▶ **Your goal**
Go through the records, and copy each line in which the string "that" is present.
Data in this exercise below:
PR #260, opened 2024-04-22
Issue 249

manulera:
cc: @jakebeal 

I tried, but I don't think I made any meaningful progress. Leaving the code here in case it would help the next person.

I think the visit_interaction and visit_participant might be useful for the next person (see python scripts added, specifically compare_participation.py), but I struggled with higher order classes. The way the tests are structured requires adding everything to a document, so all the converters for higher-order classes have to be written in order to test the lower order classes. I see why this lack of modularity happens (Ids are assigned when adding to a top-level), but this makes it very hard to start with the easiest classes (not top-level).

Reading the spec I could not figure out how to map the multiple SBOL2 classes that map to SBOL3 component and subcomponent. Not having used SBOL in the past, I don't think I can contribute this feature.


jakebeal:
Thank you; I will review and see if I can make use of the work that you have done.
End of Data in this exercise.
▶ **Your response**
Reading the spec I could not figure out how to map the multiple SBOL2 classes that map to SBOL3 component and subcomponent. Not having used SBOL in the past, I don't think I can contribute this feature.
Thank you; I will review and see if I can make use of the work that you have done.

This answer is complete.